(DATASET begins)

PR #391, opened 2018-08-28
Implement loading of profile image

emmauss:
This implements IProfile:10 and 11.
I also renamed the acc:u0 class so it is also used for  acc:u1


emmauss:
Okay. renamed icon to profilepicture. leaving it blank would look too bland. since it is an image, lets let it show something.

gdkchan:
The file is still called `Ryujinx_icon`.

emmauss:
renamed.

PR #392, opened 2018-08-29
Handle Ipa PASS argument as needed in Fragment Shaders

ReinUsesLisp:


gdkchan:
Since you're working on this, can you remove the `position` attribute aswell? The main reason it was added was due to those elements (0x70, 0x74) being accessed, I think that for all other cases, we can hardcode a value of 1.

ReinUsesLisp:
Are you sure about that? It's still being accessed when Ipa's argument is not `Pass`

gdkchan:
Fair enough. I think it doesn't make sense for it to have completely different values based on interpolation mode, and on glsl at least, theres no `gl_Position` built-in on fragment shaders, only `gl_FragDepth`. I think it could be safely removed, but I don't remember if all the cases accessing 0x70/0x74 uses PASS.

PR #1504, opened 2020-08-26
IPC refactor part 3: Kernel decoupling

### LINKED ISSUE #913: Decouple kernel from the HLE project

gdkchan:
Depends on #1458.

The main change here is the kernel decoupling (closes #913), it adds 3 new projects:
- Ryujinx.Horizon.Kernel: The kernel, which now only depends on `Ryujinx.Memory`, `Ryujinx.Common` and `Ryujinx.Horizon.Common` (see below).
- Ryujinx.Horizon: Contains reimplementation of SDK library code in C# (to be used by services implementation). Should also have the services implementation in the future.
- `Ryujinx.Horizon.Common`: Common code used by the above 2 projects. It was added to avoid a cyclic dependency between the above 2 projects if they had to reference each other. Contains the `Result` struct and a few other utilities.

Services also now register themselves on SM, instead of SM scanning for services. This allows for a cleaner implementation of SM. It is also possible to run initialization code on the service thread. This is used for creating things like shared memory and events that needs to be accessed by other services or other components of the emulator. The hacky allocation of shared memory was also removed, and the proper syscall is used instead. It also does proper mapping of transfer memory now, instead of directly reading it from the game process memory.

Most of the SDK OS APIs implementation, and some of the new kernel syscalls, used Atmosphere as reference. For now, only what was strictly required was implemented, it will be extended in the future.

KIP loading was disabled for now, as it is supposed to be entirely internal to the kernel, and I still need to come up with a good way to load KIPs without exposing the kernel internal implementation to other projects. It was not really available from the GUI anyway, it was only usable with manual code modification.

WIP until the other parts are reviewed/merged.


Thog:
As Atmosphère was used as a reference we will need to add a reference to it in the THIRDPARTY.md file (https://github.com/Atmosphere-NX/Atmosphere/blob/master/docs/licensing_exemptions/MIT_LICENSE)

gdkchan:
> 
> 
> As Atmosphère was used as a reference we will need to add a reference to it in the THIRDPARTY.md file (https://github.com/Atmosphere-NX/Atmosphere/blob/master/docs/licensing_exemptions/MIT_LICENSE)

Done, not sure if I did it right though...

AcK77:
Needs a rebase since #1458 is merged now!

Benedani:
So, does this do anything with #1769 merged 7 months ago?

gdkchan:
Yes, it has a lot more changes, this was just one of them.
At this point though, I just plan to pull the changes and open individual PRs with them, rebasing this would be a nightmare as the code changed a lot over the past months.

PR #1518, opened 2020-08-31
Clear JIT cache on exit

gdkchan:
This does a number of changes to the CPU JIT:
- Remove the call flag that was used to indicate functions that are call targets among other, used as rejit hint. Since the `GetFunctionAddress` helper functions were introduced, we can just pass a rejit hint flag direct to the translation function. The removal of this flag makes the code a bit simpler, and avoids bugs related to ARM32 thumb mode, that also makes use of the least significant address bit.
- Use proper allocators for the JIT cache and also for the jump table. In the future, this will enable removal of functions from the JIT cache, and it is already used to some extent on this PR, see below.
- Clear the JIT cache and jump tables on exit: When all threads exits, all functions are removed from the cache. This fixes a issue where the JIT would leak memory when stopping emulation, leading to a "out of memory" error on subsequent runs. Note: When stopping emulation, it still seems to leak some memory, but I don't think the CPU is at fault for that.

(DATASET ends)
(DATASET begins)

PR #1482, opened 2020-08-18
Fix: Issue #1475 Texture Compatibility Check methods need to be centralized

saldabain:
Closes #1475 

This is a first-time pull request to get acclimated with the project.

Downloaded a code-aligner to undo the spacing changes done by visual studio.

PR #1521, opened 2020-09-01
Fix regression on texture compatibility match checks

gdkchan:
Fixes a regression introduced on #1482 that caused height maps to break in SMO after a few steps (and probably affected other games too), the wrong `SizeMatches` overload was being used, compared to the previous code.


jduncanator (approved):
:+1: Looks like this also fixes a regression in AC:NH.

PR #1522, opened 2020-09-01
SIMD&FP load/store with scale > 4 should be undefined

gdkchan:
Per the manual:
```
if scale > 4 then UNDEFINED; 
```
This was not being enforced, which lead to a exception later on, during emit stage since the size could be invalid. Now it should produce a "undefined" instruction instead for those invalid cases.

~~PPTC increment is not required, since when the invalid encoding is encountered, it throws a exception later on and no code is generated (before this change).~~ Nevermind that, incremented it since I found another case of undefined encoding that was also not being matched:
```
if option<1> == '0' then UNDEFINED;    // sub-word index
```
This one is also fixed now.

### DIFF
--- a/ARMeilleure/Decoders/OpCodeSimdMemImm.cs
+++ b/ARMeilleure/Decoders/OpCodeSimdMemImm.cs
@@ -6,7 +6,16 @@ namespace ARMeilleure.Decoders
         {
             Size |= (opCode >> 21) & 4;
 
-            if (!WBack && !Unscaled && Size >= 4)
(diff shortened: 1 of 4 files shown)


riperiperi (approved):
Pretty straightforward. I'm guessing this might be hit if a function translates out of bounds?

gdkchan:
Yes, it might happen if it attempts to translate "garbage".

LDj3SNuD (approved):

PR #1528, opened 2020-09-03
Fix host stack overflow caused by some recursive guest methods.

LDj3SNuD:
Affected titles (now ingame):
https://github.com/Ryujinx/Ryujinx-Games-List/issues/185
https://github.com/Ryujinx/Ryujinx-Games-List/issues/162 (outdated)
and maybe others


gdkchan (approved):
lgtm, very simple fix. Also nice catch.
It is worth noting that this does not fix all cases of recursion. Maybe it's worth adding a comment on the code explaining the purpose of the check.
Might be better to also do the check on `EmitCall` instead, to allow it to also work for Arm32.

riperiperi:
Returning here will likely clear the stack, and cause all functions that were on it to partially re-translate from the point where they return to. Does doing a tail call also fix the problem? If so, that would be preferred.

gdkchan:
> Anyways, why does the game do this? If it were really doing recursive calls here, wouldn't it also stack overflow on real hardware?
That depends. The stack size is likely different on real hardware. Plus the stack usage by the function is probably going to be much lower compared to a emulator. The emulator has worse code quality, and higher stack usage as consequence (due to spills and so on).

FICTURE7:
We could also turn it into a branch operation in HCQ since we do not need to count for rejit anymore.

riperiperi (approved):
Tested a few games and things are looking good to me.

(DATASET ends)

• [WHAT IS REQUIRED]
Show each line in the data where the string "good" appears.

• [EXERCISE RESPONSE]
KIP loading was disabled for now, as it is supposed to be entirely internal to the kernel, and I still need to come up with a good way to load KIPs without exposing the kernel internal implementation to other projects. It was not really available from the GUI anyway, it was only usable with manual code modification.
Tested a few games and things are looking good to me.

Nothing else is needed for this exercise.